What you have to do:
Where in the records does the word "password" occur? Copy each line in which it does.

Data:

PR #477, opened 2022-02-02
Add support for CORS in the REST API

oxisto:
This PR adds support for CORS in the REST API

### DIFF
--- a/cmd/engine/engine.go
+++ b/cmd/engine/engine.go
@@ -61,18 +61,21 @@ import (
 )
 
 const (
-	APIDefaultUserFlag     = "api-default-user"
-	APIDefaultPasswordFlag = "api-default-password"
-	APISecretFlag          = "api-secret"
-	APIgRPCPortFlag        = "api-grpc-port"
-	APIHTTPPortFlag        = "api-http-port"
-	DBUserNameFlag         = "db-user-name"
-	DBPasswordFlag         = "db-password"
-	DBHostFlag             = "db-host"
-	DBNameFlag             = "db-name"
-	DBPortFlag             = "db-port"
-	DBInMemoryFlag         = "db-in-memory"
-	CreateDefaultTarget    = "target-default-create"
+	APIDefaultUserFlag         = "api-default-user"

Task answer:
-	APIDefaultPasswordFlag = "api-default-password"
-	DBPasswordFlag         = "db-password"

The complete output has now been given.